Отметим, однако, что данное противоречие вносит в жизнелюбивые поиски Пьера заданность и схематизм, которые жизнелюбию как раз и противопоказаны. Даже самому философскому роману о жизни вредит именно философия: она мешает «полюбить жизнь» уже самим фактом присутствия в ткани жизни инородной, насыщенной смертоносной мыслью материи. Тот, кто способен на умственное усилие, адекватное интеллектуальному напряжению Пьера, повествователя или самого Толстого, вряд ли уже сможет существовать на манер «мыслящего тростника», подобно Наташе и Николаю Ростовым. Но повествователь, убежденный, что жизнь важнее всякой истины, стремится постичь все истины, чтобы «доказать», что истина – это жизнь.

Итак, озадачивающий способ жизнелюбия приводит Пьера к мысли о когда-то открытом им призвании: «остаться в Москве, встретить Наполеона и убить его с тем, чтобы или погибнуть, или прекратить несчастье всей Европы, происходившее, по мнению Пьера, от одного Наполеона». Читатель, ознакомившийся к этому времени с историко-философскими воззрениями автора, – а историко-философские вкрапления или отступления в художественном отношении размывают границу между повествователем и Толстым, что усиливает эффект личного присутствия живого, невыдуманного автора, – должен понимать, как безнадежно заблуждался Пьер, руководимый сухим масонским умом. Пьер заблуждался, однако – «два одинаково сильные чувства неотразимо привлекали Пьера к его намерению». Чувства Пьера питают его рациональные, следовательно, ошибочные установки. И чуткая к экзистенциальной фальши натура героя вновь взяла верх: задумав убить человека (хоть и антихриста Наполеона), он на своем пути к неправедной цели не рассуждая спасает две жизни: французского капитана Рамбаля и русской девочки Кати, дочери простой бабы (Катю Пьер зачем-то назвал своей дочерью…).

Сюжетный поворот обрушивает на просвещенного читателя и, надо полагать, на самого героя, ряд вопросов в духе Пьера: что руководит человеком, кто ведет его по жизни, насколько ты волен в своих поступках? Правда, Пьер рассуждал теперь уже только тогда, когда он бездействовал; когда он действовал, то не рассуждал. А действовал он исключительно по велению души, разум просто не поспевал за импульсивными реакциями и поступками Пьера, которые удивительно непротиворечиво укладывались в одну поведенческую линию: нести другим добро. Увидев наглый уличный грабеж, которому подверглась красавица армянка, Пьер тотчас впал в «восторг бешенства», вызываемый в нем откровенным торжеством зла и оскорблением чувства справедливости, и разметал французских мародеров, как медведь.

Так «глупо» Петр Кириллович попал в плен к французам – как подозреваемый в поджигательстве Москвы.

6

Необдуманные поступки Пьера складывались в законченную и симпатичную линию судьбы.
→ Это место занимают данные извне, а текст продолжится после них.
PR #321, opened 2022-03-09
Added .mcap format to recording

ZigiMigi:
Added class Mcap to depthai_record and  added option to record files into .mcap format

### DIFF
--- a/gen2-record-replay/libraries/depthai_record.py
+++ b/gen2-record-replay/libraries/depthai_record.py
@@ -9,6 +9,7 @@ from multiprocessing import Queue
 from pathlib import Path
 from threading import Thread
 
+from depthai_mcap import DepthAiMcap
 import depthai as dai
 import numpy as np
 from mcap.mcap0.writer import Writer
@@ -43,7 +44,8 @@ class Record:
 
     def run(self):
         files = {}
-        mcaps = {}
+        if self.mcap:
+            mcap = DepthAiMcap(str(self.path / f"recordings"))
 
         def create_video_file(name):
             if name == 'depth':  # or (name=='color' and 'depth' in self.save):
@@ -56,10 +58,6 @@ class Record:
             # else : fourcc = "GREY" #Simple, single Y plane for monochrome images.
             # files[name] = VideoWriter(str(path / f"{name}.avi"), VideoWriter_fourcc(*fourcc), fps, sizes[name],
             # isColor=name=="color")
-
-        def create_mcap_file(name):
-            mcaps[name] = Mcap(str(self.path / f"{name}"))
-            mcaps[name].imageInit()
 
         while True:
             try:
@@ -78,10 +76,10 @@ class Record:
                         # frames[name].tofile(files[name])
 
                     else:
-                        if name not in mcaps:  # File wasn't created yet
-                            create_mcap_file(name)
+                        if name not in mcap.channels:  # File wasn't created yet
+                            mcap.imageInit(name)
 
-                        mcaps[name].imageSave(frames[name])
+                        mcap.imageSave(frames[name], name)
 
             except KeyboardInterrupt:
                 break
@@ -90,8 +88,7 @@ class Record:
             for name in files:
                 files[name].close()
         else:
-            for name in mcaps:
-                mcaps[name].close()
+            mcap.close()
         print('Exiting store frame thread')
 
     def start(self):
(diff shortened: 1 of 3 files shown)


gen2-record-replay/libraries/depthai_record.py
```diff
@@ -31,43 +39,63 @@ def __init__(self, path: Path, device) -> None:
...
+
+                        # frames[name].tofile(files[name])
+
+                    else:
+                        if name not in mcaps:  # File wasn't created yet
+                            create_mcap_file(name)
 
-                    # if self.rotate != -1: # Doesn't work atm
-                    #     frames[name] = cv2.rotate(frames[name], self.rotate)
+                        mcaps[name].imageSave(frames[name])
```
Erol444, line 84: Can't all streams be saved in a single MCAP file? If that is possible, I assume schemas will get a bit more complicated (as you would need to dynamically create it), but we should go for that.

gen2-record-replay/libraries/depthai_record.py
```diff
@@ -31,43 +39,63 @@ def __init__(self, path: Path, device) -> None:
         calibData.eepromToJsonFile(str(self.path / "calib.json"))
 
         self.convert_mp4 = False
+        self.mcap = mcap
 
     def run(self):
         files = {}
+        mcaps = {}
```
Erol444, line 46: If we have only one .mcap file, this dictionary isn't needed.

gen2-record-replay/libraries/depthai_record.py
```diff
@@ -31,43 +39,63 @@ def __init__(self, path: Path, device) -> None:
...
                 ext = 'h265' if self.quality == EncodingQuality.LOW else 'mjpeg'
                 files[name] = open(str(self.path / f"{name}.{ext}"), 'wb')
             # if name == "color": fourcc = "I420"
             # elif name == "depth": fourcc = "Y16 " # 16-bit uncompressed greyscale image
             # else : fourcc = "GREY" #Simple, single Y plane for monochrome images.
-            # files[name] = VideoWriter(str(path / f"{name}.avi"), VideoWriter_fourcc(*fourcc), fps, sizes[name], isColor=name=="color")
+            # files[name] = VideoWriter(str(path / f"{name}.avi"), VideoWriter_fourcc(*fourcc), fps, sizes[name],
+            # isColor=name=="color")
+
+        def create_mcap_file(name):
```
Erol444, line 60: Dynamically create MCAP schema and create only one .mcap file.

gen2-record-replay/libraries/depthai_record.py
```diff
@@ -242,3 +270,193 @@ def stream_out(name, fps, out, noEnc=False):
         self.pipeline = pipeline
         return pipeline, nodes
 
+
+class Mcap:
```
Erol444, line 274: Move the class to libraries/depthai_mcap.py, and rename it to `DepthAiMcap` (similar to the `DepthAiBags`)

gen2-record-replay/libraries/depthai_record.py
```diff
@@ -242,3 +270,193 @@ def stream_out(name, fps, out, noEnc=False):
...
+        for point in points:
+            buf += struct.pack('f', float(point[0]))
+            buf += struct.pack('f', float(point[1]))
+            buf += struct.pack('f', float(point[2]))
+
+        data = base64.b64encode(buf).decode("ascii")
+
+        tmpTime = time.time_ns()
+        sec = math.trunc(tmpTime / 1e9)
+        nsec = tmpTime - sec
```
Erol444, line 424: Are these variables even used?

gen2-record-replay/libraries/depthai_record.py
```diff
@@ -242,3 +270,193 @@ def stream_out(name, fps, out, noEnc=False):
...
+        # read from .jpeg format to buffer of bytes
+        # byte_im = im_buf_arr.tobytes()
+        byte_im = img.tobytes()
+
+        # data must be encoded in base64
+        data = base64.b64encode(byte_im).decode("ascii")
+
+        tmpTime = time.time_ns()
+        sec = math.trunc(tmpTime / 1e9)
+        nsec = tmpTime - sec
```
Erol444, line 391: Remove.

gen2-record-replay/libraries/depthai_record.py
```diff
@@ -242,3 +270,193 @@ def stream_out(name, fps, out, noEnc=False):
...
+
+        self.writer.add_message(
+            channel_id=self.channel_id,
+            log_time=tmpTime,
```
Erol444, line 395:
```suggestion
            log_time=time.time_ns(),
```

Erol444 (changes requested):

gen2-record-replay/libraries/depthai_record.py
ZigiMigi: yes they are, they are sent in the header of the message

gen2-record-replay/libraries/depthai_record.py
ZigiMigi: Variables are needed.

gen2-record-replay/libraries/depthai_record.py
ZigiMigi: This is needed, as the time must be same as time in header (calling it 2 times produces 2 different times.

Erol444:
TODO: when recording depth and using mcap, use pointCloudSave()

Erol444:
I will be adding depth->pcl conversion and add these commits to the record refactor PR: https://github.com/luxonis/depthai-experiments/pull/369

Благодаря своим спонтанным действиям, которые могли привести к серьезным бедам, он всегда оказывался в том месте, где его ждали ответы на прямо-таки «древнегреческие» по простоте, глубине и дерзости вопросы. В плену у французов, но в окружении своих, в солдатском балагане Пьер обрел те университеты, которых ему так не хватало в его рассеянной светской жизни. И учителем Пьера оказался простой русский мужик с символическим для европейской культуры именем Платон (имевший, впрочем, выразительную, восточного происхождения фамилию Каратаев), который завершил, свел воедино «человеческое» образование Петра Кирилловича. Именно Платон Каратаев скрепил мировоззрение Безухова тем последним звеном, без которого взгляды на мир Пьера разваливались, словно карточный домик. «Нет, вы не можете понять, чему я научился у этого безграмотного человека – дурачка,» – говорил впоследствии Пьер Наташе. Платон – дурак, но истина при нем.

В первые дни плена, после совершенной французами показательной казни поджигателей, состояние Пьера характеризуется следующим образом: «В нем, хотя он и не отдавал себе отчета, уничтожилась вера и в благоустройство мира, и в человеческую, и в свою душу, и в бога».

Но уже через месяц плена Петр Кириллович впервые «получил то спокойствие и довольство собой», к которым безуспешно стремился всю свою жизнь (с этого мы и начали главу о Безухове). А успокоение он получил, главным образом, «через то, что он понял в Каратаеве». Так что же понял Петр Кириллович Безухов в Каратаеве, какому озарению и какого (интеллектуального, психологического?) порядка обязан он тем, что всего за месяц – и уже навсегда – оно смогло вернуть веру «и в благоустройство мира, и в человеческую, и в свою душу, и в бога»?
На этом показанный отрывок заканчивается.